Your answer must be an exact repetition of every record.

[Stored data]
——
PR #2317, opened 2018-02-28
INFINITY-3211 Fix flakes in TaskKiller unit tests

nickbp:
Support disabling the background executor in tests, so that it doesn't kill tasks when we don't expect it.

### DIFF
--- a/sdk/scheduler/src/main/java/com/mesosphere/sdk/scheduler/TaskKiller.java
+++ b/sdk/scheduler/src/main/java/com/mesosphere/sdk/scheduler/TaskKiller.java
@@ -24,36 +24,43 @@ import java.util.stream.Collectors;
 public final class TaskKiller {
     private static final Logger LOGGER = LoggerFactory.getLogger(TaskKiller.class);
 
-    private static final Duration killInterval = Duration.ofSeconds(5);
-    private static final Set<TaskID> tasksToKill = new HashSet<>();
-    private static final Object lock = new Object();
+    private static final Duration KILL_INTERVAL = Duration.ofSeconds(5);
+    private static final Set<TaskID> TASKS_TO_KILL = new HashSet<>();
+    private static final Object LOCK = new Object();
 
+    /**
+     * After the first task kill, this executor will be created and will periodically reissue kill invocations for any
+     * tasks which haven't produced a dead or unknown status. We do this because the Mesos kill command is best-effort.
+     */
     private static ScheduledExecutorService executor;
-    private static TaskKiller taskKiller = new TaskKiller();
+
+    /**
+     * Whether the above executor should be running. Only disabled for tests.
+     */
+    private static boolean executorEnabled = true;
 
     private TaskKiller() {
-        startScheduling();
+        // Do not instantiate
     }
 
+    /**
+     * Resets the {@link TaskKiller}'s internal state for tests.
+     *
+     * @param executorEnabled whether the background kill executor should be enabled, should only be disabled in tests
+     */
     @VisibleForTesting
-    static void shutdownScheduling() throws InterruptedException {
-        executor.shutdownNow();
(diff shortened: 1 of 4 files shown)


sdk/scheduler/src/main/java/com/mesosphere/sdk/scheduler/TaskKiller.java
```diff
@@ -24,36 +24,43 @@
...
+     * Resets the {@link TaskKiller}'s internal state for tests.
+     *
+     * @param executorEnabled whether the background kill executor should be enabled, should only be disabled in tests
+     */
     @VisibleForTesting
-    static void shutdownScheduling() throws InterruptedException {
-        executor.shutdownNow();
-        executor.awaitTermination(killInterval.toMillis(), TimeUnit.MILLISECONDS);
-    }
+    public static void reset(boolean executorEnabled) throws InterruptedException {
```
benclarkwood: I assume we have to test the TaskKiller outside of its own package?

sdk/scheduler/src/main/java/com/mesosphere/sdk/scheduler/TaskKiller.java
```diff
@@ -74,25 +81,44 @@ public static void killTask(TaskID taskId) {
...
-            tasksToKill.add(taskId);
+        synchronized (LOCK) {
+            TASKS_TO_KILL.add(taskId);
+            LOGGER.info("Enqueued kill of task: {}, {} tasks to kill: {}",
+                    taskId.getValue(),
+                    TASKS_TO_KILL.size(),
+                    TASKS_TO_KILL.stream().map(t -> t.getValue()).collect(Collectors.toList()));
+
+            // Initialize the executor if enabled and not already running.
+            if (executor == null && executorEnabled) {
```
benclarkwood: Is there any circumstance where there are tasks that need to be killed, but `killTask` won't be called?

sdk/scheduler/src/test/java/com/mesosphere/sdk/http/PodResourceTest.java
```diff
@@ -116,6 +119,16 @@
 
     private PodResource resource;
 
+    @BeforeClass
+    public static void beforeAll() throws InterruptedException {
```
benclarkwood: Something something, Singletons are the root of all evil

sdk/scheduler/src/main/java/com/mesosphere/sdk/scheduler/TaskKiller.java
```diff
@@ -74,25 +81,44 @@ public static void killTask(TaskID taskId) {
             return;
         }
```
benclarkwood: Having a log statement before lock acquisition would be good IMO. It isn't _actually_ possible to achieve a deadlock here, but I'm always leery of having locks that are "silently" acquired.

sdk/scheduler/src/main/java/com/mesosphere/sdk/scheduler/TaskKiller.java
nickbp: Some tests will invoke task kill (PodResource, service tests) and have expectations on how often driver.kill() is issued, so they'd want to disable the background thread as well.

sdk/scheduler/src/main/java/com/mesosphere/sdk/scheduler/TaskKiller.java
nickbp: Not that I'm aware of. The only shortcut would be to invoke the driver directly.

sdk/scheduler/src/test/java/com/mesosphere/sdk/http/PodResourceTest.java
gabrielhartmann: False.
——
RESULT
PR #2317, opened 2018-02-28
INFINITY-3211 Fix flakes in TaskKiller unit tests

nickbp:
Support disabling the background executor in tests, so that it doesn't kill tasks when we don't expect it.

### DIFF
--- a/sdk/scheduler/src/main/java/com/mesosphere/sdk/scheduler/TaskKiller.java
+++ b/sdk/scheduler/src/main/java/com/mesosphere/sdk/scheduler/TaskKiller.java
@@ -24,36 +24,43 @@ import java.util.stream.Collectors;
 public final class TaskKiller {
     private static final Logger LOGGER = LoggerFactory.getLogger(TaskKiller.class);
 
-    private static final Duration killInterval = Duration.ofSeconds(5);
-    private static final Set<TaskID> tasksToKill = new HashSet<>();
-    private static final Object lock = new Object();
+    private static final Duration KILL_INTERVAL = Duration.ofSeconds(5);
+    private static final Set<TaskID> TASKS_TO_KILL = new HashSet<>();
+    private static final Object LOCK = new Object();
 
+    /**
+     * After the first task kill, this executor will be created and will periodically reissue kill invocations for any
+     * tasks which haven't produced a dead or unknown status. We do this because the Mesos kill command is best-effort.
+     */
     private static ScheduledExecutorService executor;
-    private static TaskKiller taskKiller = new TaskKiller();
+
+    /**
+     * Whether the above executor should be running. Only disabled for tests.
+     */
+    private static boolean executorEnabled = true;
 
     private TaskKiller() {
-        startScheduling();
+        // Do not instantiate
     }
 
+    /**
+     * Resets the {@link TaskKiller}'s internal state for tests.
+     *
+     * @param executorEnabled whether the background kill executor should be enabled, should only be disabled in tests
+     */
     @VisibleForTesting
-    static void shutdownScheduling() throws InterruptedException {
-        executor.shutdownNow();
(diff shortened: 1 of 4 files shown)


sdk/scheduler/src/main/java/com/mesosphere/sdk/scheduler/TaskKiller.java
```diff
@@ -24,36 +24,43 @@
...
+     * Resets the {@link TaskKiller}'s internal state for tests.
+     *
+     * @param executorEnabled whether the background kill executor should be enabled, should only be disabled in tests
+     */
     @VisibleForTesting
-    static void shutdownScheduling() throws InterruptedException {
-        executor.shutdownNow();
-        executor.awaitTermination(killInterval.toMillis(), TimeUnit.MILLISECONDS);
-    }
+    public static void reset(boolean executorEnabled) throws InterruptedException {
```
benclarkwood: I assume we have to test the TaskKiller outside of its own package?

sdk/scheduler/src/main/java/com/mesosphere/sdk/scheduler/TaskKiller.java
```diff
@@ -74,25 +81,44 @@ public static void killTask(TaskID taskId) {
...
-            tasksToKill.add(taskId);
+        synchronized (LOCK) {
+            TASKS_TO_KILL.add(taskId);
+            LOGGER.info("Enqueued kill of task: {}, {} tasks to kill: {}",
+                    taskId.getValue(),
+                    TASKS_TO_KILL.size(),
+                    TASKS_TO_KILL.stream().map(t -> t.getValue()).collect(Collectors.toList()));
+
+            // Initialize the executor if enabled and not already running.
+            if (executor == null && executorEnabled) {
```
benclarkwood: Is there any circumstance where there are tasks that need to be killed, but `killTask` won't be called?

sdk/scheduler/src/test/java/com/mesosphere/sdk/http/PodResourceTest.java
```diff
@@ -116,6 +119,16 @@
 
     private PodResource resource;
 
+    @BeforeClass
+    public static void beforeAll() throws InterruptedException {
```
benclarkwood: Something something, Singletons are the root of all evil

sdk/scheduler/src/main/java/com/mesosphere/sdk/scheduler/TaskKiller.java
```diff
@@ -74,25 +81,44 @@ public static void killTask(TaskID taskId) {
             return;
         }
```
benclarkwood: Having a log statement before lock acquisition would be good IMO. It isn't _actually_ possible to achieve a deadlock here, but I'm always leery of having locks that are "silently" acquired.

sdk/scheduler/src/main/java/com/mesosphere/sdk/scheduler/TaskKiller.java
nickbp: Some tests will invoke task kill (PodResource, service tests) and have expectations on how often driver.kill() is issued, so they'd want to disable the background thread as well.

sdk/scheduler/src/main/java/com/mesosphere/sdk/scheduler/TaskKiller.java
nickbp: Not that I'm aware of. The only shortcut would be to invoke the driver directly.

sdk/scheduler/src/test/java/com/mesosphere/sdk/http/PodResourceTest.java
gabrielhartmann: False.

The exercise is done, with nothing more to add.